L’art nous détourne-t-il de la réalité ?
A priori l’art ressort de l’artifice qu’on peut opposer à la réalité sans fard. Mais y a-t-il une réalité sans un regard où elle est perçue ? L’art est un mode de perception qui de fait établit une relation à la réalité. L’art met en jeu une représentation englobante du regard et du réel. De ce point de vue, il semble paradoxal que l’art puisse nous détourner de la réalité.
Le divertissement est une façon de se détourner. L’étymologie latine du mot divertissement le confirme clairement. L’artifice artistique peut proposer une « réalité alternative » et donc nous divertir de la véritable réalité tragique mais aussi banale au point de donner une sensation de « désert du réel ».
Cette clarification du paradoxe implique cependant une ambiguïté. Ce divertissement peut être positif aussi bien que négatif.
Il peut être positif s’il nous permet de mieux armer notre énergie vitale. L’art peut enchanter le banal. L’art peut nous familiariser au tragique par le biais de réalités alternatives dystopiques. Le détournement artistique de la réalité est alors vital.
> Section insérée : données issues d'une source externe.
PR #2502, opened 2021-06-23
Organization card overflow

AdamPrins:
Changes width of the org name to 30% for medium (down from 50%). 
Returns to 50% width for large size.

Screen Shot 2021-06-23 at 9 24 58 AM

fixes  #2410

PR #2517, opened 2021-06-25
Ux organization overflow fix

### LINKED ISSUE #2410: Organization card overflows on smaller devices
Organization cards overflow when viewed on smaller devices.

image
image

AdamPrins:
Changes width of the org name to 30% for medium (down from 50%). 
Returns to 50% width for large size.

Screen Shot 2021-06-23 at 9 24 58 AM

fixes  #2410

Replaces #2502

### DIFF
--- a/frontend/src/OrganizationCard.js
+++ b/frontend/src/OrganizationCard.js
@@ -61,7 +61,7 @@ export function OrganizationCard({
         as={!smallDevice ? RouteLink : ''}
         to={`${path}/${slug}`}
       >
-        <Box flexShrink="0" minW="50%" maxW={['100%', '50%']} mb={['2', '0']}>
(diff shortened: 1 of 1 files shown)


FestiveKyle (changes requested):
This causes overflow on some screen sizes:
image

Using a flex or grid here should work well. If using flex, the configuration bars both have a static width and we can give the service count an appropriate width (or flex-basis) based on em units. Since everything right-hand-side of each row will have known widths, everything will be aligned properly in columns. Combining this with appropriate flex-grow's and give every org name the same flex-basis will make get everything aligned and makes sure nothing overflows. DomainCard uses this approach

AdamPrins:
Changed to flex, using DomainCard as a reference.

FestiveKyle (approved):
I'm not sure if we need the progress divs to grow/set their flex-basis, using their auto content width looks pretty good. Besides that, LGTM!

Grow:
image


No-grow:
image

PR #2518, opened 2021-06-25
Remove id query from ORG_DETAILS_PAGE

AdamPrins:
Exposes IDs to accounts with only user permissions in an org
significantly increases query response size
Results were not being used

Replaces  #2505

### DIFF
--- a/frontend/src/graphql/queries.js
+++ b/frontend/src/graphql/queries.js
@@ -617,7 +617,7 @@ export const ORG_DETAILS_PAGE = gql`
           }
         }
       }
-      affiliations {
+      affiliations(first: 1) {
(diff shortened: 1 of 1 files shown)


FestiveKyle (commented):
The api currently requires "first" to be set, so this isn't possible. Keeping the "first" variable without returning any edges results in the user affiliation query not being sent over the network (details page query sets edges to [], then affiliation query thinks it has all the information available in the cache since there are no affiliation edges). Extracting the affiliation count to organization (similar to domain count) is probably the easiest way to fix this without re-writing caching functions or forcing network requests.

FestiveKyle (approved):

PR #2519, opened 2021-06-25
Scanners fix lack of DKIM selectors being assessed as passing

ThomasNickerson:
This PR changes the result processor to fail domains on DKIM if status cannot be assessed for any of their selectors. It also makes the DMARC scans more resilient to missing DMARC records.


Ethanljf (approved):
Looks great! Good stuff🔥

Issue #2414, opened 2021-06-10
Unreachable domains should be distinguished from failing domains


ThomasNickerson:
**Describe the bug**
HTTPS and SSL status is set to fail for domains that cannot be reached.

**To Reproduce**
1. Review results for a domain that can't be navigated to in your browser

**Expected behavior**
Domains that are not reachable should be distinguished from failing domains on their card, and not count towards organization compliance percent calculation.

Issue #2413, opened 2021-06-10
HTTPS bad hostname tag is ambiguous


ThomasNickerson:
**Describe the bug**
The HTTPS bad hostname (https5) tag will be applied to both unreachable domains and domains with certificates that don't match their name.

**To Reproduce**
1. Check results for an unreachable domain
2. Inspect HTTPS scanner [source](https://github.com/canada-ca/tracker/blob/d0b6e8518fd6fe23caa808bf01df4752a7071692/services/scanners/https/scan/https.py#L1275-L1284) and note that his should be applied to domains where there is an issue with the certificate Subject Alternative Name.

**Expected behavior**
Guidance tags should distinguish between the domains that are unreachable and domains that present an invalid Subject Alternative Name

PR #2522, opened 2021-06-25
Unreachable domain handling

Ethanljf:
These changes resolve the following two issues relating to domains that do not resolve:

https://github.com/canada-ca/tracker/issues/2414

https://github.com/canada-ca/tracker/issues/2413

### DIFF
--- a/services/scanners/results/result_processor.py
+++ b/services/scanners/results/result_processor.py
@@ -312,7 +312,7 @@ def process_dns(results, domain_key, uuid, db):
     timestamp = str(datetime.datetime.utcnow())
     tags = {"dmarc": [], "dkim": {}, "spf": []}
 
-    if results["dkim"].get("error") == "missing":
+    if not results["dkim"].get("error"):
         for selector in results["dkim"].keys():
             tags["dkim"][selector] = []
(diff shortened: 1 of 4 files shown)


services/scanners/results/result_processor.py
```diff
@@ -843,9 +851,7 @@ def process_dns(results, domain_key, uuid, db):
                 elif all(i in ["dkim7", "dkim8"] for i in tags["dkim"][selector]):
                     dkim_statuses.append("pass")
 
-            if len(dkim_statuses) == 0:
-                dkim_status = "fail"
-            elif any(i == "fail" for i in dkim_statuses):
+            if any(i == "fail" for i in dkim_statuses):
                 dkim_status = "fail"
             else:
                 dkim_status = "pass"
```
ThomasNickerson, line 857: I think this reverts the fix to missing selectors passing, because if there are no selectors dkim_statuses should be empty instead of containing any "fail"s. For now, if we cant assess status for any selectors that should be considered a fail.

ThomasNickerson (changes requested):

ThomasNickerson (approved):

Issue #2453, opened 2021-06-16
Core Service Needs to be Restructured 


nsdeschenes:
The core service needs to be judo chopped by the hand of separation of concerns. 

The core service is currently handling updating the guidance tags in the database, calculating scan summaries for individual organizations, and the system as a whole. 

This causes issues when the core service is being ran before the scans for that day, the scan summary shown in the UI does not match that of the actual scan data, it is actually two days older. This may also have a side effect with MAF calculations if they are being computed on old data.

The core service needs to be broken up into two different services one for updating guidance tags prior to the scans occurring, and one for calculating the summaries post scanning.

PR #2528, opened 2021-06-25
Core service restructure

Ethanljf:
These changes address concerns raised in issue https://github.com/canada-ca/tracker/issues/2453

This removes the core service and splits the operations into two services. "Guidance" will update guidance and criteria and will run before scanning, "summaries" will run after scanning to ensure that summaries are calculated correctly.


app/bases/knative/config/summaries.yaml
```diff
@@ -0,0 +1,42 @@
+apiVersion: batch/v1beta1
+kind: CronJob
+metadata:
+  name: summaries
+  namespace: scanners
+spec:
+  schedule: "0 5 * * *"
```
nsdeschenes, line 7: How can we guarantee that this is always after the scans have been ran?

services/summaries/summaries.py
```diff
@@ -0,0 +1,194 @@
...
+def update_scan_summaries(host=DB_HOST, name=DB_NAME, user=DB_USER, password=DB_PASS, port=DB_PORT):
+    logging.info(f"Updating scan summaries...")
+
+    # Establish DB connection
+    connection_string = f"http://{host}:{port}"
+    client = ArangoClient(hosts=connection_string)
+    db = client.db(name, username=user, password=password)
+
+    if not db.has_collection("scanSummaries"):
+        db.create_collection(
```
nsdeschenes, line 34: This needs to be removed for the database initilization script to be the so it does not override any settings that we could possibly change.

services/summaries/summaries.py
```diff
@@ -0,0 +1,194 @@
...
+def update_chart_summaries(host=DB_HOST, name=DB_NAME, user=DB_USER, password=DB_PASS, port=DB_PORT):
+    logging.info(f"Updating chart summaries...")
+
+    # Establish DB connection
+    connection_string = f"http://{host}:{port}"
+    client = ArangoClient(hosts=connection_string)
+    db = client.db(name, username=user, password=password)
+
+    if not db.has_collection("chartSummaries"):
+        db.create_collection(
```
nsdeschenes, line 85: This needs to be removed for the database initilization script to be the so it does not override any settings that we could possibly change.

nsdeschenes (changes requested):
The `update_guidance` function also needs the database creation functions removed, same reasons as above.

ThomasNickerson (changes requested):
We also need to update the flux image policy and flux image registry to reflect the split, probably splitting it up the same way everything else was split makes the most sense.

Everything else looks great!

https://github.com/canada-ca/tracker/blob/master/deploy/bases/core-registry.yaml
https://github.com/canada-ca/tracker/blob/master/deploy/gke/core-image-policy.yaml

app/bases/knative/config/summaries.yaml
Ethanljf: Updated to reflect the schedule agreed upon in our discussion

ThomasNickerson (approved):

PR #2532, opened 2021-06-28
Changing phone number will update the TFA settings

### LINKED ISSUE #2335: TFA Options Not Updating After Adding Phone Number
**Describe the bug**
After adding my phone number to my account, I went to set the TFA method to use text, however the option is not showing up.

**To Reproduce**
1. Go to 'Account Settings' Page
2. Add Phone Number
3. Click on the 'Two-Factor Authentication' Drop Down

**Expected behavior**
After adding the users phone number the drop down should include the option for the users to set their phone number.

**Desktop (please complete the following information):**
 - OS: Ubuntu 20.04
 - Browser: Brave Browser 
 - Version: 91.1.25.68

AdamPrins:
Adding or removing a phone number will now update the TFA checks and drop down menu.

fixes  #2335

### DIFF
--- a/frontend/src/App.js
+++ b/frontend/src/App.js
@@ -22,7 +22,7 @@ import { useUserVar } from './UserState'
 const PageNotFound = lazy(() => import('./PageNotFound'))
 const CreateUserPage = lazy(() => import('./CreateUserPage'))
 const DomainsPage = lazy(() => import('./DomainsPage'))
-const UserPage = lazy(() => import('./UserPage'))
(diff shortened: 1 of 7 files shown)


AdamPrins:
The wrapper is required because the useState has to be before any returns, 
But also needs to be after the graphql query and the loading check.

FestiveKyle (changes requested):
This fix can be implemented by returning the new phone validated and TFA send method states in the mutations.
#2533

AdamPrins:
Fix implemented by #2533

PR #2547, opened 2021-06-29
Switch Refresh Tokens to Cookies

nsdeschenes:
This PR re-works the original implementation of refresh tokens by utilizing `httpOnly` cookies.
The changes includes:
- Removal of the `refreshTokens` field from the `AuthResult` gql object
- Addition of new `signOut` mutation that clears the cookie
- The following mutations now set the `refresh_token` cookie: `authenticate`, `signIn` (non-tfa), and `signUp`

Example `signOut`:
```graphql
mutation {
  signOut (input: {}) {
    status
  }
}
```

Example `refreshTokens`:
```graphql
mutation {
  refreshTokens(input: {}) {
    result {
      ... on AuthResult {
        authToken
      }
    }
  }
}
```


api-js/src/user/mutations/refresh-tokens.js
```diff
@@ -141,24 +145,31 @@ export const refreshTokens = new mutationWithClientMutationId({
...
       expPeriod: 168,
       secret: String(REFRESH_KEY),
     })
 
-    console.info(`User: ${user._key} successfully refreshed their tokens.`)
+    response.cookie('refresh_token', newRefreshToken, {
+      maxAge: REFRESH_TOKEN_EXPIRY * 60 * 24 * 60 * 1000,
+      httpOnly: true,
+      secure: false,
+      sameSite: true,
```
FestiveKyle, line 167: Is sameSite: true a valid value?

lcampbell2: sameSite: true is the same as sameSite: 'strict'. It used to binary but then they added 'lax' as an in-between

Ethanljf (approved):

lcampbell2 (approved):

FestiveKyle (approved):

PR #2551, opened 2021-06-29
Api domain query optimizations

ThomasNickerson:
This PR removes unneeded calls to `DOCUMENT` in AQL query strings that were found to have a negative performance impact. Affected operations (domain retrieval by user or by org) should see a large performance improvement.

For example, here is a comparison of the performance of a query getting 100 domains after a particular ID, sorted by HTTPS status:

Before:
before

After:
after (2)


sleepycat (approved):
:1st_place_medal: 
This is awesome!

nsdeschenes (approved):

PR #2571, opened 2021-07-02
Disable query tracing by default

ThomasNickerson:
Set `TRACING_ENABLED` to be false by default in makefile


sleepycat (approved):
:brain:

PR #2587, opened 2021-07-07
Allow Users to Leave Organizations

nsdeschenes:
This PR introduces a new PR that allows users to leave to leave an organization. If the user is the "owner" of that organization i.e. the one who created it, then the organization, affiliations will be removed, alongside any domain if the given org was the last one claiming that domain the scan info, and possibly dmarc summary data will be removed alongside.

If the user is not the "owner" the user will just have their affiliation removed.

Verified orgs are not affected by this because when orgs are transitioned to the verified state via the `verifyOrganization` mutation all the affiliations have `owner: false` set.


api-js/src/affiliation/mutations/leave-organization.js
```diff
@@ -0,0 +1,358 @@
...
+
+    const user = await userRequired()
+
+    verifiedRequired({ user })
+
+    const org = await loadOrgByKey.load(orgKey)
+
+    if (typeof org === 'undefined') {
+      console.warn(
+        `User: ${user._key} attempted to leave org: ${orgKey}, however it's undefined.`,
```
Ethanljf, line 46: I would probably say  "User ${user._key} attempted to leave undefined organization: ${orgKey}" just for the sake of clarity

Ethanljf (approved):

PR #2593, opened 2021-07-07
Add phase and status to dmarc scan subscription

FestiveKyle:
As described

### DIFF
--- a/api-js/src/email-scan/objects/dkim-sub.js
+++ b/api-js/src/email-scan/objects/dkim-sub.js
@@ -1,6 +1,7 @@
 import { GraphQLObjectType, GraphQLList, GraphQLID } from 'graphql'
 
 import { domainType } from '../../domain/objects'
+import { StatusEnum } from '../../enums/status'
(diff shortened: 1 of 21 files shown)


nsdeschenes:
The issue with DMARC Phase is that it's directly not related to only the dmarc related scans, it is related with DKIM, and SPF as well, so this is something we're going to have to discuss.

ThomasNickerson (approved):

api-js/src/email-scan/objects/dkim-sub.js
```diff
@@ -1,6 +1,7 @@
 import { GraphQLObjectType, GraphQLList, GraphQLID } from 'graphql'
 
 import { domainType } from '../../domain/objects'
+import { StatusEnum } from '../../enums/status'
```
nsdeschenes, line 4: Can you switch this import to, please and thank you
```js
import { StatusEnum } from '../../enums'
```

nsdeschenes (changes requested):

nsdeschenes (approved):

PR #335, opened 2025-04-02
Nanoset clean up old index

eliebak:
# What does this PR do?
Fallback to the old indexing for now, add the eos, add the return position args in nanoset args 
To use with: https://github.com/huggingface/datatrove/tree/dataloader_positions

### DIFF
--- a/run_train.py
+++ b/run_train.py
@@ -188,7 +188,7 @@ def get_dataloader_from_data_stage(
             tokenizer_path = trainer.config.tokenizer.tokenizer_name_or_path
             tokenizer = AutoTokenizer.from_pretrained(tokenizer_path)
             eos_token_id = tokenizer.eos_token_id
-            assert eos_token_id is not None and data.dataset.return_positions is True, "Tokenizer must have a eos token if return_positions is True"
+            assert eos_token_id is not None and data.dataset.return_positions is True, "Tokenizer must have an eos token if return_positions is True"
             log_rank(
                 f"[Nanoset] Creating Nanoset with {len(data.dataset.dataset_folder)} dataset folders and {trainer.config.tokens.train_steps * trainer.global_batch_size} train samples",
                 logger=logger,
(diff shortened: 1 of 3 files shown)


run_train.py
```diff
@@ -196,10 +199,15 @@ def get_dataloader_from_data_stage(
                 train_split_num_samples=trainer.config.tokens.train_steps * trainer.global_batch_size,
                 dataset_weights=data.dataset.dataset_weights,
                 random_seed=data.seed,
+                return_positions=data.dataset.return_positions,
+                eos_token_id=trainer.model_config.eos_token_id,
```
NouamaneTazi, line 203: can we use `trainer.config.tokenizer.tokenizer_name_or_path` here instead?

NouamaneTazi (changes requested):

run_train.py
eliebak: we need to load the tokenizer if we do that, so i guess we can use model_config.eos_token_id and do a sanity check in the post_init of the config ? i will add it in another pr if that's ok

eliebak: will clean the model config from eos/bos and moove it to the tokenizerArgs directly in another PR i agree it make more sense

NouamaneTazi: yes i think it should be done in run_train.py similar to the HF dataset case [here](https://github.com/huggingface/nanotron/blob/25b4376fa59cade0ba47c0aba49e807e283577da/run_train.py#L118)
`

NouamaneTazi: just load tokenizer and pass tokenizer.eos_token_id (with an assert that ` tokenizer.eos_token_id is not None`)

NouamaneTazi (changes requested):

run_train.py
eliebak: fixed

src/nanotron/data/nanoset.py
```diff
@@ -48,6 +50,9 @@ def __init__(
         # Init
         self.dataset_folders = dataset_folders
         self.sequence_length = sequence_length
+        self.eos_token_id = eos_token_id
+        self.return_positions = return_positions
```
NouamaneTazi, line 54: we can add a small comment here before merging explaining that return_positions here means we get position_ids from nanoset/datatrove

NouamaneTazi (approved):
LGTM! lets add a small comment before merging.. thx a lot

PR #363, opened 2025-05-08
fix makefile, sync with datatrove, update lighteval config

hynky1999:
## Fixes
- Allows uv users to compile dataset cpp lib (previously it would fail as by default it fall backs to non-uv python as uv doesn't have python3-config)
- Changes few defaults in lighteval config + removes the token setting which doesn't make any sense
- Fixes types of ModelConfig to get errors if union can't match
- Updates the tokenized dataset logic to reflect changes in datatrove (caching is now handled by dattrove)


NouamaneTazi (approved):
LGTM! thx

PR #594, opened 2021-12-26
Add support for v2 compatible go projects with submodule as root

jfrog-qa:
-----

### DIFF
--- a/build-info-extractor-go/src/main/java/org/jfrog/build/extractor/go/extractor/GoZipBallStreamer.java
+++ b/build-info-extractor-go/src/main/java/org/jfrog/build/extractor/go/extractor/GoZipBallStreamer.java
@@ -41,11 +41,14 @@ import org.apache.commons.compress.archivers.zip.ZipArchiveOutputStream;
 import org.apache.commons.compress.archivers.zip.ZipFile;
 import org.apache.commons.io.IOUtils;
 import org.apache.commons.lang3.StringUtils;
+import org.apache.commons.lang3.exception.ExceptionUtils;
 import org.jfrog.build.api.util.Log;
 
 import java.io.Closeable;
 import java.io.File;
 import java.io.IOException;
+import java.io.InputStream;
+import java.nio.charset.StandardCharsets;
 import java.util.Enumeration;
 import java.util.Set;
 import java.util.zip.ZipEntry;
@@ -58,12 +61,13 @@ public class GoZipBallStreamer implements Closeable {
 
     protected ArchiveOutputStream archiveOutputStream;
     private final Log log;
-    private ZipFile zipFile;
-    private String projectName;
-    private String version;
-    private Set<String> excludedDirectories;
-    private String subModuleName;
-    private static final String MOD_FILE = "/go.mod";
+    private final ZipFile zipFile;
+    private final String projectName;
+    private final String version;
+    private final Set<String> excludedDirectories;
+    private String subModuleName = "";
+    private static final String MOD_FILE = "go.mod";
+    private static final String MOD_FILE_PATH = "/" + MOD_FILE;
     private static final String VENDOR = "vendor/";
 
     public GoZipBallStreamer(ZipFile zipFile, String projectName, String version, Log log) {
@@ -89,15 +93,22 @@ public class GoZipBallStreamer implements Closeable {
         writeEntries();
     }
 
+    void setSubModuleName(String subModuleName) {
+        this.subModuleName = subModuleName;
+    }
+
     /**
-     * Determine if the project is a compatible module from version 2+, a sub module or an incompatible module
+     * Determine if the project is a compatible module from version 2+, a submodule or an incompatible module
      */
     private void initiateProjectType() {
         boolean compatibleModuleFromV2 = GoVersionUtils.getMajorVersion(version, log) >= 2 &&
                 GoVersionUtils.isCompatibleGoModuleNaming(projectName, version, log);
         if (compatibleModuleFromV2) {
-            subModuleName = "v" + GoVersionUtils.getMajorProjectVersion(projectName, log);
-            log.debug(projectName + "@" + version + " is compatible Go module from major version " + subModuleName);
+            String majorVersion = "v" + GoVersionUtils.getMajorProjectVersion(projectName, log);
+            if (!hasRootModFileOfCompatibleModuleFromV2(majorVersion)) {
+                subModuleName = majorVersion;
+                log.debug(projectName + "@" + version + " is compatible Go module from major version " + subModuleName);
+            }
         } else {
             subModuleName = GoVersionUtils.getSubModule(projectName);
             if (shouldPackSubModule()) {
@@ -195,7 +206,7 @@ public class GoZipBallStreamer implements Closeable {
         while (entries.hasMoreElements()) {
             zipEntry = entries.nextElement();
             if (!zipEntry.isDirectory() && isSubModule(zipEntry.getName())) {
-                String subModulePath = zipEntry.getName().replace(MOD_FILE, "");
+                String subModulePath = zipEntry.getName().replace(MOD_FILE_PATH, "");
                 excludedDirectories.add(subModulePath);
             } else {
                 allDirectories.add(GoVersionUtils.getParent(zipEntry.getName()));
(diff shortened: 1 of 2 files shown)


build-info-extractor-go/src/main/java/org/jfrog/build/extractor/go/extractor/GoZipBallStreamer.java
```diff
@@ -238,29 +244,59 @@ private boolean isSubFolderOfAnotherModule(String moduleRootDir, String director
...
-                return entryName.substring(entryName.indexOf('/') + 1).endsWith(subModuleName + MOD_FILE);
+                return !entryName.substring(entryName.indexOf('/') + 1).equals(MOD_FILE);
+            }
+        }
+        return false;
+    }
+
+    /**
+     * @param majorVersion - major version of a compatible v2 project
+     * @return true, if the go.mod file in the root specify a path of submodule of the given major version
```
eyalbe4, line 259: specify --> specifies

Since this description is not easy to understand, I suggest adding an example to the description.

build-info-extractor-go/src/main/java/org/jfrog/build/extractor/go/extractor/GoZipBallStreamer.java
```diff
@@ -287,4 +323,25 @@ private static String stripFirstPathElement(String path) {
     public void close() throws IOException {
         zipFile.close();
     }
+
+    private String getFirstPathElement(String path) {
```
eyalbe4, line 327: Let's add a clear description for this method.

build-info-extractor-go/src/main/java/org/jfrog/build/extractor/go/extractor/GoZipBallStreamer.java
```diff
@@ -287,4 +323,25 @@ private static String stripFirstPathElement(String path) {
...
+        if (path == null) {
+            return null;
+        } else {
+            String[] elements = getPathElements(path);
+            return elements.length > 0 ? elements[0] : "";
+        }
+    }
+
+    private String[] getPathElements(String path) {
```
eyalbe4, line 336: Let's add a clear description for this method.

build-info-extractor-go/src/main/java/org/jfrog/build/extractor/go/extractor/GoZipBallStreamer.java
```diff
@@ -238,29 +244,59 @@ private boolean isSubFolderOfAnotherModule(String moduleRootDir, String director
      * @return True if the entry is a go.mod file which doesn't belong to the project we are packing
      */
     private boolean isSubModule(String entryName) {
```
eyalbe4, line 246: Let's add a unit test for this method.

eyalbe4 (changes requested):

build-info-extractor-go/src/main/java/org/jfrog/build/extractor/go/extractor/GoZipBallStreamer.java
yahavi, line 327: I think all of this function can be replaced by:
```java
StringUtils.substringBefore(path, "/");
```
And a question - Can windows paths with `\` as a separator be here?

build-info-extractor-go/src/main/java/org/jfrog/build/extractor/go/extractor/GoZipBallStreamer.java
```diff
@@ -238,29 +244,59 @@ private boolean isSubFolderOfAnotherModule(String moduleRootDir, String director
...
+        return false;
+    }
+
+    /**
+     * @param majorVersion - major version of a compatible v2 project
+     * @return true, if the go.mod file in the root specify a path of submodule of the given major version
+     */
+    private boolean hasRootModFileOfCompatibleModuleFromV2(String majorVersion) {
+        Enumeration<? extends ZipArchiveEntry> entries = zipFile.getEntries();
+        if (entries.hasMoreElements()) {
```
yahavi, line 263: Shouldn't be `while`?

build-info-extractor-go/src/main/java/org/jfrog/build/extractor/go/extractor/GoZipBallStreamer.java
```diff
@@ -238,29 +244,59 @@ private boolean isSubFolderOfAnotherModule(String moduleRootDir, String director
...
+            ZipArchiveEntry zipEntry = entries.nextElement();
+            ZipArchiveEntry modEntry = zipFile.getEntry(getFirstPathElement(zipEntry.getName()) + MOD_FILE_PATH);
+            if (modEntry == null) {
+                modEntry = zipFile.getEntry(MOD_FILE);
+            }
+            if (modEntry != null) {
+                try (InputStream inputStream = zipFile.getInputStream(modEntry)) {
+                    String modFileContent = IOUtils.toString(inputStream, Charset.defaultCharset());
+                    return modFileContent.substring(0, modFileContent.indexOf("\n")).endsWith("/" + majorVersion);
```
yahavi, line 272: I'm not sure it will work on Windows, whereby in some cases the new line character is `\r\n`.
Let's trim the string before calling `endsWith`.
Also - if we replace `substring` with `StringUtils.substringBefore`, the code wouldn't crash on empty go.mod files.

yahavi (changes requested):

yahavi:
Please also rename the title of the PR to something more informative than `Bugfix/rtdev 3462`

build-info-extractor-go/src/main/java/org/jfrog/build/extractor/go/extractor/GoZipBallStreamer.java
```diff
@@ -238,29 +244,59 @@ private boolean isSubFolderOfAnotherModule(String moduleRootDir, String director
...
+                } catch (IOException e) {
+                    log.debug("Failed to read go.mod file of the root project");
```
yahavi, line 274: Let's add more information about the failed entry, so we can fix bugs. The information should include at least the full path in the archive to the entry.
Also, please consider changing the `debug` log level to `info` or `warning`, because this is an unexpected error.

build-info-extractor-go/src/main/java/org/jfrog/build/extractor/go/extractor/GoZipBallStreamer.java
jfrog-qa: Nope - no need to iterate on the zip file - we just want to check the content of the go.mod in the root (if exists)

yahavi: OK. In that case, could you please write this as a comment above the `if`?

build-info-extractor-go/src/main/java/org/jfrog/build/extractor/go/extractor/GoZipBallStreamer.java
jfrog-qa: The full path is the go.mod for the root project (like i mentioned).
I can put it as info, and also add log.debug with the exception error. is it ok?

build-info-extractor-go/src/main/java/org/jfrog/build/extractor/go/extractor/GoZipBallStreamer.java
jfrog-qa: Nope - if path is "/example/go.mod" -> return value is "/"

yahavi: Got it, and still, those methods looks a bit complicated for me. 
Please consider the following:
```java
private String getFirstPathElement(String path) {
    if (path == null) {
        return "";
    }
    path = StringUtils.removeStart(path, "/");
    return StringUtils.substringBefore(path, "/");
}
```

build-info-extractor-go/src/main/java/org/jfrog/build/extractor/go/extractor/GoZipBallStreamer.java
yahavi: I'm not sure that the `debug` log level is enough. If this exception is unexpected we should print it to the user, so he can report it to us. 
You can add it as an error log message:
```java
log.error("Failed to read go.mod file of the root project", e);
```
Another option is to print the root cause message:
```java
log.warn("Failed to read go.mod file of the root project: " + ExceptionUtils.getRootCauseMessage(e));
```

build-info-extractor-go/src/main/java/org/jfrog/build/extractor/go/extractor/GoZipBallStreamer.java
jfrog-qa: ok NP

PR #595, opened 2021-12-28
Fix maven late deploy

Or-Geva:
-----
`isPublishArtifacts` disable build-info from generating `deployable.artifacts.json`.
This file is used by maven late artifacts deploy to know which artifact to deploy to where.

This PR replace isPublishArtifacts by adding a new property instead.

Related PR: https://github.com/jfrog/build-info-go/pull/26


build-info-extractor/src/main/java/org/jfrog/build/extractor/clientConfiguration/ArtifactoryClientConfiguration.java
```diff
@@ -454,6 +455,10 @@ public Boolean isPublishArtifacts() {
             return getBooleanValue(PUBLISH_ARTIFACTS, true);
         }
 
+        public Boolean generateDeployArtifactsMap() {
```
talarian1, line 458: Maybe better to rename generateDeployArtifactsMap to shouldAddDeployableArtifacts ?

On pourrait accuser l’art de renoncer à la vérité désespérante ou au contraire la valoriser d’être une illusion nécessaire à la vie elle-même, la notion vérité étant au fond l’ennemi d’une volonté de vitalité.
Ce divertissement peut cependant être négatif puisque l’art peut être une stratégie d’évitement des questions existentielles. Le détournement artistique se voudrait un dépaysement de la réalité usuelle. Ce divertissement s’inscrirait dans une stratégie d’artifices pour ne pas faire face au tragique et au banal. Le détournement artistique risquerait alors d’être inauthentique.
Revenons au paradoxe énoncé précédemment. Il nous invite aussi à constater que le détournement artistique peut être sous un autre jour un retour à une réalité renouvelée dans sa perception.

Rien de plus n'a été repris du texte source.